Other people’s food started arriving, I chased up our flatbreads and was told they were on their way. Stu realised he should probably go stock up on water etc for our room as it was now 3pm and we might not get time before heading out on the drive. The rest of our group were now starting to head off to prepare for the drive. At 3.30pm our flatbreads arrived. It was a TIA moment I believe. I did wonder if they baked the flatbread from scratch, hence the delay. Oh well.

So, we jumped in the game drive truck and headed out into the Kruger once again. This game drive was interesting in the fact that the first hour and a half we thought we were pretty jinxed and we saw next to nothing. Elephants from a distance, the ubiquitous impala of course, a couple of antelope…nothing we had not yet seen before. And then, crawling along a track, just as the sun was setting, we saw it. Two leopards in a tree with a fresh kill.

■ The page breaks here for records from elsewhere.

Issue #8166, opened 2024-09-12
Static checker crashes on Array literals with `ForwardedRestArg`


amomchilov:
#### Input

[→ View on sorbet.run](https://sorbet.run/#def%20demo%28*%29%20%3D%20%5B%3Abefore%2C%20*%2C%20%3Aafter%5D)

```ruby
def demo(*) = [:before, *, :after]
```

#### Observed output

Crashes in `Desugar.cc`

```
Exception::raise(): Unimplemented Parser Node: ForwardedRestArg

editor.rb:1: Failed to process tree (backtrace is above) https://srb.help/1001
     1 |def demo(*) = [:before, *, :after]
                                ^

-e: Exception parsing file: -e (backtrace is above) https://srb.help/1001
Errors: 2
```

#### Expected behavior

Not to crash on this valid syntax. By comparison, `ForwardedRestArg` works correctly on `Send` nodes, e.g.

```ruby
def demo2(*) = T.unsafe(self).p(:before, *, :after)
```

And the Hash equivalent of this also works correctly

```ruby
def demo3(**) = { before: 1, **, after: 2}
```

#### Implementation notes

This is relatively niche syntax (it hasn't been an issue so far), and there's no urgency to support this (at least from our perspective). We'd be happy to address this when we rewrite `Desugar.cc` to use Prism.

jez:
I think that the urgency to support this is that this causes Sorbet to crash even when the user has partially typed something, which causes Sorbet to completely re-initialize itself.

e.g., if you mean to type `(` but you typo that and hit `*` instead, and you're in the middle of an array literal or a hash literal, then suddenly sorbet completely crashes.

I'm going to implement support for this by not crashing (even if only by inserting an untyped/error node).

PR #8186, opened 2024-09-20
Write trees to the cache even if GlobalState did not change

jez:
I do not plan to merge this until the corresponding PR in Stripe's
codebase which re-enables `--cache-dir` has sat for a while
(at least a week or two, maybe more).

### Motivation

- First attempt: c9418bb
- (Semantically) reverted in: 6f56fa4

This change reimplements the spirit of the first attempt, but **only**
when `!gs.wasModified()`. In particular, we continue to not write trees
in all the other cases. For example, if `gs.hadCriticalError()` or if
`kvstoreChangedSinceGsCreation` we do not attempt to write the trees.

The problem with the first attempt was that we would **always** write
the trees into the cache, which might mention `NameRef`'s which are in
GlobalState. But if `retainGlobalState` had opted **not** to write
`GlobalState` into the cache, then those `NameRef`s would point to
nowhere.

I'm not sure of **all** the reasons why we were seeing
`retainGlobalState` opt to not cache `GlobalState`, but I don't think it
was just because `!gs.wasModified`. In particular, I know that it's
possible for the issue described in #8166 to have caused the cache to be
poisoned as a result of landing the first attempt (I know this because I
modified `test/cli/stripe-packages-cache` and was able to confirm the
cache crashes when a file has the `ForwardedRestArg` node).

I don't know if there are **other** internal errors that are common that
are causing this, but in any case, this PR leaves it like it was
originally, so that neither GlobalState nor trees are cached when
there was an internal error.

Similarly I don't know if it was the case that we have some flow which
routinely overwrites the cache file from another Sorbet process.
Technically someone could have invoked Sorbet twice at the same time
(e.g. in different terminal windows) but I would find it really
surprising if that were the root cause given how widespread the cache
poisoning was.

### Test plan

~It's hard to write a test for this, because as far as I can tell, the cache only
gets poisoned in cases where there was a critical error.~ And while we could
write a test for the one critical error we're aware that Sorbet is susceptible
too right now (#8166), the moment we fix that bug, the regression test for this
feature would not be useful anymore.

**update**: The way that this was manifesting in practice was not that
we were getting critical errors, but that we were writing `FileRef's`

Tony lost his mind. It was the funniest, sweetest thing in the world to hear him swearing his head off in shock and excitement at seeing the last (and most magnificent) of the big 5, at sunset, with a kill. Not just one leopard either, but a pair of them. Our driver went to turn the vehicle around and by the time we came back to the tree, one of the leopards was lying in the middle of the road, soaking up the heat from the tarmac. It was utterly magical to see these incredible beasts and they did not seem too bothered by the proximity of the vehicle, we stayed and watched them for a good 20 minutes before starting to head back towards the lodge.

And then, ten minutes later, Stu spotted two hyenas on the side of the road and shouted to the driver and we stopped. This was the first time we had been up close and personal with hyenas and they padded over to our vehicle and checked us out like potential prey which was intimidating and made the hairs on the back of my neck stand up. My goodness they are bigger than you think and look like they are built of pure muscle. They had a good old sniff of our vehicle and eyeballed the occupants for a good few minutes before continuing on their way.

Being eyeballed by this guy...

It goes to show how the game drive experience can turn on a sixpence and you can swing from feeling resolved to seeing next to nothing to utterly on the ceiling with excitement in the space of five minutes. It also highlights the enormous role that sheer luck plays in each one – and it was for this reason that Stu and I decided you have to be in it to win it and went on literally every game drive option which we could.

Back at Letaba, Hardy was already seated at a long table with our driver Jan and a couple of our group who hadn’t done the drive, waiting to order food. The buzz in the room as we came back was incredible, everyone was so excited from what we had seen in our vehicle and everyone talking at once, I was desperate to hear what Sam and Merri might have seen from the other vehicle and it turned out they had seen a snake in a tree fairly close up so had also had a great night.

Dinner was another hugely TIA affair, which did not surprise Stu and I, given our experience at lunch. It took at least an hour to collate orders for everyone for both food and drink and then food came out sporadically, in a seemingly random order, over the next hour and a half. Stu and I had actually forgotten we had ordered a side of wedges to share and had both finished out mains when it arrived 20 minutes later. Oh the lols. Stu had actually been back to the lodge and had a shower between ordering and food coming out, such was his belief that there would be time, and he was right.

I decided, after finishing dinner, that I desperately needed a shower too and headed back, leaving Stu to pay for the bill. It will come as no surprise to hear that splitting the table’s bills to individuals (even though we all ordered on separate tabs) took an hour. I was starting to wonder whether Stu had gone for drinks with Hardy by the time he reappeared. I was sat outside our lodge with a bottle of wine, in my pyjamas, reading my kindle, when he finally came back looking bemused. A TIA end to a truly staggering day.

Next day we would be heading out of Kruger and up towards the Zimbabwe border, with one final stop at Mashovhela before we crossed the border out of South Africa.